Coherent photoproduction of heavy quarkonia on nuclei

TL;DR

This paper calculates the differential cross section for coherent heavy quarkonia photoproduction on nuclei using the QCD color dipole model, incorporating nuclear shadowing effects and comparing results with ALICE experimental data.

Contribution

It introduces a detailed calculation of nuclear shadowing effects including dipole orientation and gluonic fluctuations within the QCD color dipole framework, advancing understanding of quarkonia production.

Findings

Results agree well with ALICE data on charmonium production.

Includes both higher-twist and leading-twist shadowing effects.

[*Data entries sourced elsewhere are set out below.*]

PR #10611, opened 2017-05-03
Add Mail getter and setter method annotation

Iandenh:
This pull request will add `@method`'s for the Mail getters and setters. 

For the deprecated `@method` there are currently no standard do define it as deprecated. 

phpDocumentor/phpDocumentor2#1604


cleptric:
This looks like a lot of noise to me. I don't use an IDE, so maybe I have a different opinion on this then someone who does.

dereuromark (approved):

inoas:
Is there a plan to add this to all core classes?

dereuromark:
What do you mean? You only need it where magic access happens.

PR #10614, opened 2017-05-03
Fix Hash::extract() to not array cast objects unnecessarily.

dereuromark:
Resolves https://github.com/cakephp/cakephp/issues/8053

Is this acceptable to be announced in migration notes in 3.5?
Should we still add a feature flag of some sort to opt-in the object preserving extract?

The \ArrayAccess objects itself do not change, only the magic ones like Time() now don't get unnecessarily array transformed.

### DIFF
--- a/tests/TestCase/Utility/HashTest.php
+++ b/tests/TestCase/Utility/HashTest.php
@@ -15,6 +15,7 @@
 namespace Cake\Test\TestCase\Utility;
 
 use ArrayObject;
+use Cake\I18n\Time;
 use Cake\ORM\Entity;
 use Cake\TestSuite\TestCase;
 use Cake\Utility\Hash;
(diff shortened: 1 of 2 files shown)


tests/TestCase/Utility/HashTest.php
```diff
@@ -1489,6 +1490,32 @@ public function testExtractUnevenKeys()
...
+                ]),
+                'created' => new Time('2010-01-05'),
+            ],
+        ];
+
+        $result = Hash::extract($data, 'root.created');
+        $this->assertSame([$data['root']['created']], $result);
+
+        $result = Hash::extract($data, 'root.array');
+        $this->assertSame($data['root']['array'], $result);
```
dereuromark: I wonder if the expected behavior here is to return it as [...] as well.

markstory: Are there existing tests for what happens to `ArrayObject` before this change?

dereuromark: I tested it, it was an array before, now stays \ArrayObject if possible.
It should not change code accessing it as array, then of course. So pretty much BC here.

markstory: Unless the function results are put into one of the `array_*` functions. Then its not backwards compatible.

jeremyharris: I also think `+=` doesn't work with ArrayObjects

dereuromark: Ok so we return Array here too

dereuromark:
I wonder if with the current code now it could also be working as master-based bugfix instead of 3.5.
But I am fine either way.

markstory (approved):
Looks good to me.

alexlambson:
If I may reopen this issue, the fix in 0c5c24c93d30a876e31b3b23ee87f96c89c31ef8 doesn't account for any kind of path like: 
`{n}.types.{n}.user_carts`

Currently, I am trying to combine a bunch of carts for a race. Races are linked to user_carts via `Races.Types.UserCarts.` When I run Hash::extract($race, 'types.{n}.user_carts.{n}');`
It returns the correct data, but cast to an array. 

My quick workaround to this issue was done by modifying lines 160:172 is src/Utility/Hash.php

```
foreach ($context[$_key] as $item) {
    **$arrayItem = $item;**
    if (is_object($item) && method_exists($item, 'toArray')) {
        **$arrayItem = $item->toArray();**
    }
    foreach ((array)$arrayItem as $k => $v) {
        if (static::_matchToken($k, $token)) {
            **$next[] = $item[$k];**
        }
    }
}
```

markstory:
> If I may reopen this issue

Pull requests cannot be reopened. Please open a new issue with the problem you're having.

PR #10617, opened 2017-05-04
Added a test case for errors when validation is only for create

davidyell:
So I've been encountering a strange issue today when trying to add a new user record. It continually fails with `id field is required` or similar validation errors. Even with no validation rules set, it still fails.

At first I thought the culprit might have been inverted logic in the `_checkPresence` method. Thought I'd try and write a test to abstract the problem from my project codebase.

Needless to say the testcase and other Validator tests pass just fine.

Just thought I'd submit a test case in case it was any use.

### DIFF
--- a/tests/TestCase/Validation/ValidatorTest.php
+++ b/tests/TestCase/Validation/ValidatorTest.php
@@ -298,6 +298,28 @@ class ValidatorTest extends TestCase
     }
 
     /**
+     * Test that validation on a certain condition generate errors
+     * 
+     * @return void
+     */
+    public function testErrorsWithPresenceRequiredOnCreate()
+    {
+        $validator = new Validator;
+        $validator->requirePresence('id', 'update');
+        $validator->allowEmpty('id', 'create');
+        $validator->requirePresence('title');
+
+        $data = [
+            'title' => 'Example title'
+        ];
+
+        $expected = [];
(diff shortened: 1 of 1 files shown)


davidyell:
Turns out this happens if you do not declare `setPrimaryKey()` inside the table class. I had mistakenly updated my accessor method to `getPrimaryKey()` instead. D'oh

davidyell:
How does adding a single test case reduce coverage?!

thinkingmedia:
@davidyell it's relative to the master branch. So maybe more coverage was added to the master which makes this branch fall behind.

tests/TestCase/Validation/ValidatorTest.php
```diff
@@ -298,6 +298,28 @@ public function testErrorsWithPresenceRequired()
     }
 
     /**
+     * Test that validation on a certain condition generate errors
+     *
+     * @return void
+     */
+    public function testErrorsWithPresenceRequiredOnCreate()
+    {
+        $validator = new Validator;
```
dereuromark: should add ()

davidyell: That would make it inconsistant with the other tests in this file.

markstory: A separate pull request works for me.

Provides a comprehensive model for coherent photoproduction processes.

Abstract

The differential cross section of coherent photo-production of heavy quarkonia on nuclear targets is calculated within the QCD color dipole formalism. The higher-twist nuclear shadowing corresponding to the $\bar QQ$ Fock component of the photon, is calculated including the correlation between dipole orientation $\vec r$ and impact parameter of a collision $\vec b$, which is related to the transverse momentum transfer via Fourier transform. We also included the leading twist gluon shadowing corresponding to higher Fock components of the photon containing gluons, which have specifically short coherence time, especially for multi-gluon components, even at very high energies. The contribution of such fluctuating gluonic dipole is calculated employing the path-integral technique. Our results are in good agreement with recent ALICE data on charmonium production in ultra-peripheral nuclear collisions.